## Task brief
Copy every line of the data in which the word "controllers" occurs.
Data to use: Begin
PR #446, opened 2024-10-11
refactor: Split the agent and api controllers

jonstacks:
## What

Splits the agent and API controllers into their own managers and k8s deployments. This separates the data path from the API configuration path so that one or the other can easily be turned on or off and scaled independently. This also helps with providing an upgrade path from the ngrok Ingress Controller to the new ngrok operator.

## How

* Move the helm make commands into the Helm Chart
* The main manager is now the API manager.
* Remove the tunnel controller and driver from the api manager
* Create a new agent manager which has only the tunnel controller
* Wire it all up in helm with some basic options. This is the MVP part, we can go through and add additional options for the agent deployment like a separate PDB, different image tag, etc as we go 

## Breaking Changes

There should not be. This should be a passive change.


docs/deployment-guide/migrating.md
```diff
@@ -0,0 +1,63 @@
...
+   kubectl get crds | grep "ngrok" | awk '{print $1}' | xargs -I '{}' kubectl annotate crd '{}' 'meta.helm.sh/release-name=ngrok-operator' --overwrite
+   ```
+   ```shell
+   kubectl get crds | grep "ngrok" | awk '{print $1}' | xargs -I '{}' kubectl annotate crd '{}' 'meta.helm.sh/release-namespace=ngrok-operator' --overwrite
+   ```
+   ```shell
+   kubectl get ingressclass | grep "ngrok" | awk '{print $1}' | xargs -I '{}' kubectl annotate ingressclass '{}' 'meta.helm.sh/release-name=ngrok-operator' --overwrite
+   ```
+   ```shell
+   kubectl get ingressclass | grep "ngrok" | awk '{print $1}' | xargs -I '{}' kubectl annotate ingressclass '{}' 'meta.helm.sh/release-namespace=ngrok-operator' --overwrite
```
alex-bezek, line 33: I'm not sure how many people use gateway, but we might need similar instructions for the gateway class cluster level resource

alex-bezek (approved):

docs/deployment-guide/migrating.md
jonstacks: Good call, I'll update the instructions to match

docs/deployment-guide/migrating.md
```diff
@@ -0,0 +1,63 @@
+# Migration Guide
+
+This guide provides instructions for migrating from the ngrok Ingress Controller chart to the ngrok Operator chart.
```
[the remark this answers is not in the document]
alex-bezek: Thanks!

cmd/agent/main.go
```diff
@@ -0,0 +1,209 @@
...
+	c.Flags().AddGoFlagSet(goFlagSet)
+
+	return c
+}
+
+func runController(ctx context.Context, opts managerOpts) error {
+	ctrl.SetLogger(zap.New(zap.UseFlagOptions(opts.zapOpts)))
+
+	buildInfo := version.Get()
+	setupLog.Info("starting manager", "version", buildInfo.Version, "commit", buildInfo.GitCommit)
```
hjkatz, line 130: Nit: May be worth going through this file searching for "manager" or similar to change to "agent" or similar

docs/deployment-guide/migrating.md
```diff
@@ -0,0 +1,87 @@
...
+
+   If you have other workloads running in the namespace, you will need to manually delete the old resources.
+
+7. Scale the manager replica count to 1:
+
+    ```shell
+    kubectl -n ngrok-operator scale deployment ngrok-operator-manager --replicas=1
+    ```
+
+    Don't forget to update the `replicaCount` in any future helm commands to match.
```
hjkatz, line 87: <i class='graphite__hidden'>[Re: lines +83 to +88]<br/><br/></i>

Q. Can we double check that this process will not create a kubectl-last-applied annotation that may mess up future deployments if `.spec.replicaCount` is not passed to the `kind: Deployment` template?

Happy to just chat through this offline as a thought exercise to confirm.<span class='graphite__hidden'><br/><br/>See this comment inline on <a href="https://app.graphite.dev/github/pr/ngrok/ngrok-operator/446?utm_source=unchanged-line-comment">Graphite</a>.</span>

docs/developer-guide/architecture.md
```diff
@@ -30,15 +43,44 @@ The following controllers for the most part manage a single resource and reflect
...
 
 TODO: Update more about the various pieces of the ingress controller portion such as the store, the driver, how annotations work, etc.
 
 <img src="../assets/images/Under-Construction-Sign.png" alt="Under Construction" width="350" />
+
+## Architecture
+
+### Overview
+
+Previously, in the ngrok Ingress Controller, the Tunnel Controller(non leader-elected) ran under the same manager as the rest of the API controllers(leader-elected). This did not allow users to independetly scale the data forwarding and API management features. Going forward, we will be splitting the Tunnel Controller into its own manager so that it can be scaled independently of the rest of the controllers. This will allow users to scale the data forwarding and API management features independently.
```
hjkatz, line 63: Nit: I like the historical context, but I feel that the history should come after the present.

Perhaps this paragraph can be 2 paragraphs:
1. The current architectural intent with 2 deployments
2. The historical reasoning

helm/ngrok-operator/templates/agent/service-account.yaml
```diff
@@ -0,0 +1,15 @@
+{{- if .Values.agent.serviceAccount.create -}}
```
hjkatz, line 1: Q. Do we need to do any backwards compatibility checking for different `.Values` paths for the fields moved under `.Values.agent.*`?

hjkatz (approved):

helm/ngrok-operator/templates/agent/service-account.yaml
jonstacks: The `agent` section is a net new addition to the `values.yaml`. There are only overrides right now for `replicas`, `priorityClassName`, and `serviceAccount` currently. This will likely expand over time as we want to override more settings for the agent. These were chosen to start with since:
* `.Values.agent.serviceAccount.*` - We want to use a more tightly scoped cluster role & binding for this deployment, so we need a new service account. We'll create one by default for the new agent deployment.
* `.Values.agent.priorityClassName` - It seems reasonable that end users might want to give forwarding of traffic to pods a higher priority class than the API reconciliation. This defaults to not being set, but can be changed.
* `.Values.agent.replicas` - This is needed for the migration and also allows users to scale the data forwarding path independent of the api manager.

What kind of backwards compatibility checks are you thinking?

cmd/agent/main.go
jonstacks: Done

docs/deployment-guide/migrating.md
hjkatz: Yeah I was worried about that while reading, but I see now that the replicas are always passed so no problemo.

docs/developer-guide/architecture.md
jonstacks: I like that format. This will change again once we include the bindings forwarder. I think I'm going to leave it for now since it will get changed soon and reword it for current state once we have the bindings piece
Data to use: End
Data to use: Begin
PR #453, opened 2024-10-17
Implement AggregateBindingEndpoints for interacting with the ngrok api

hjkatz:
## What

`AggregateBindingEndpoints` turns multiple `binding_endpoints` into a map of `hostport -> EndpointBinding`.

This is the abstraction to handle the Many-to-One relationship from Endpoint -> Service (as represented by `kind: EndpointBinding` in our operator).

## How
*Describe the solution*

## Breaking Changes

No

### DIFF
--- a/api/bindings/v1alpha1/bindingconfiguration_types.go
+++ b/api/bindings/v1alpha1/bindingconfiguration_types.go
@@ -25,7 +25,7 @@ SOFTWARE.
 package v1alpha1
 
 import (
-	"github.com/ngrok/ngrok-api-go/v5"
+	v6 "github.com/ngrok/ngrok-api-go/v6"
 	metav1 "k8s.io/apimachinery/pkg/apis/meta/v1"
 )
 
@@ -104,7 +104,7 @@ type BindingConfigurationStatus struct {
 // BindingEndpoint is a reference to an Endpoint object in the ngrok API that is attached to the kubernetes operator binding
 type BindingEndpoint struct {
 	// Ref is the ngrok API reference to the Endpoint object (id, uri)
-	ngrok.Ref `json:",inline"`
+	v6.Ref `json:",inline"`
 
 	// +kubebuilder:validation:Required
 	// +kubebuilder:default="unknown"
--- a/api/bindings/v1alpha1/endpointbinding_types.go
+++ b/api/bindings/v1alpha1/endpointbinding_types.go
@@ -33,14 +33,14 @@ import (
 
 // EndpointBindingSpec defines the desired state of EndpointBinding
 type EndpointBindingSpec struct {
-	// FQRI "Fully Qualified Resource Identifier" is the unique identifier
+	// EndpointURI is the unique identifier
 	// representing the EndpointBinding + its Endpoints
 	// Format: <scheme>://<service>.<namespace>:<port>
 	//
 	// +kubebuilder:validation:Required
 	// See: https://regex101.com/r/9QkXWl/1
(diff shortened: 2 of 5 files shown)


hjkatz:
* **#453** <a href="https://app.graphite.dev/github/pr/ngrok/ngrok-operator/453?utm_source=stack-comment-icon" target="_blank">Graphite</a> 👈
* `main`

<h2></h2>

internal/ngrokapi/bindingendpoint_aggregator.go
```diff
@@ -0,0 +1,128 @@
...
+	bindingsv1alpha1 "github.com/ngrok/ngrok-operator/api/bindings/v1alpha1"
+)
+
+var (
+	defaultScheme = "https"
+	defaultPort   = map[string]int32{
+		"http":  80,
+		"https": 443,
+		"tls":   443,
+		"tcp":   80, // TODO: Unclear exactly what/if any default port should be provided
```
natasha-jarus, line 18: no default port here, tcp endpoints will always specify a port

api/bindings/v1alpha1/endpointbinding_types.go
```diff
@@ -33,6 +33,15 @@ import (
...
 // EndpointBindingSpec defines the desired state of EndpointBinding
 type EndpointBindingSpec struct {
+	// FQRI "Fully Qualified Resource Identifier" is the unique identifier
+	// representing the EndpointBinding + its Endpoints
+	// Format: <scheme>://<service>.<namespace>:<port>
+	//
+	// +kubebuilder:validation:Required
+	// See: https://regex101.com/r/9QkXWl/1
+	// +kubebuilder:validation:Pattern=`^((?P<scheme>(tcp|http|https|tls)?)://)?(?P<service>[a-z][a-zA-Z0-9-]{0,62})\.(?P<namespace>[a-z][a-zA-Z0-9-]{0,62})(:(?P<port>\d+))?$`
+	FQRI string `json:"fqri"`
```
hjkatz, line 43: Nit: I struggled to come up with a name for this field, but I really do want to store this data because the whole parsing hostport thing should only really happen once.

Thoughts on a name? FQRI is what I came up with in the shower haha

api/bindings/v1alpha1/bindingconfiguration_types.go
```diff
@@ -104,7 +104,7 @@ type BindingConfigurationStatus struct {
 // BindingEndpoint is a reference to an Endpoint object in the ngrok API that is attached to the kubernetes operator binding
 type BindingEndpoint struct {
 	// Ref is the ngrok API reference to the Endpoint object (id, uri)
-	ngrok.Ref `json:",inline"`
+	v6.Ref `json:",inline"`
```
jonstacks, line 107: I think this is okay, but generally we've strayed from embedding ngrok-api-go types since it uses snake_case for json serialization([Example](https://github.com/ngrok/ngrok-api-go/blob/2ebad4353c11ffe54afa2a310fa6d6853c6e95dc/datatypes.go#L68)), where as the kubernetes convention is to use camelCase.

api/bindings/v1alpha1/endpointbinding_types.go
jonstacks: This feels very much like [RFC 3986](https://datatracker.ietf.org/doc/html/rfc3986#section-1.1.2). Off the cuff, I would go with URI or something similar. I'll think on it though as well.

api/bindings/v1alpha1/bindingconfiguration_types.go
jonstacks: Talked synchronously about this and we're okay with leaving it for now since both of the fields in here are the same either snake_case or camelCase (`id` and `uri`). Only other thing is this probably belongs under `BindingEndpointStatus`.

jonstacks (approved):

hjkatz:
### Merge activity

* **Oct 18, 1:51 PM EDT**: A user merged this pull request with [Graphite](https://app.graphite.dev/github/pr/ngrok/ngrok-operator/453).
Data to use: End
## Your response
refactor: Split the agent and api controllers
Splits the agent and API controllers into their own managers and k8s deployments. This separates the data path from the API configuration path so that one or the other can easily be turned on or off and scaled independently. This also helps with providing an upgrade path from the ngrok Ingress Controller to the new ngrok operator.
@@ -30,15 +43,44 @@ The following controllers for the most part manage a single resource and reflect
+Previously, in the ngrok Ingress Controller, the Tunnel Controller(non leader-elected) ran under the same manager as the rest of the API controllers(leader-elected). This did not allow users to independetly scale the data forwarding and API management features. Going forward, we will be splitting the Tunnel Controller into its own manager so that it can be scaled independently of the rest of the controllers. This will allow users to scale the data forwarding and API management features independently.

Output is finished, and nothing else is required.